BEGIN TASK INPUTS
PR #5674, opened 2023-04-10
Increases timeout of flaky tests to 5000ms

joehan:
### Description
Increases the timeouts of some tests that were a little flaky: https://github.com/firebase/firebase-tools/actions/runs/4658954278/jobs/8245248507#step:6:3799


jamesdaniels (approved):

jamesdaniels:
I’ve been experimenting with an alt approach to NPM namespace detection that is faster but I think this is good enough for now.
END TASK INPUTS
TASK:
Print the records above in full, exactly.

EXERCISE RESULT:
PR #5674, opened 2023-04-10
Increases timeout of flaky tests to 5000ms

joehan:
### Description
Increases the timeouts of some tests that were a little flaky: https://github.com/firebase/firebase-tools/actions/runs/4658954278/jobs/8245248507#step:6:3799


jamesdaniels (approved):

jamesdaniels:
I’ve been experimenting with an alt approach to NPM namespace detection that is faster but I think this is good enough for now.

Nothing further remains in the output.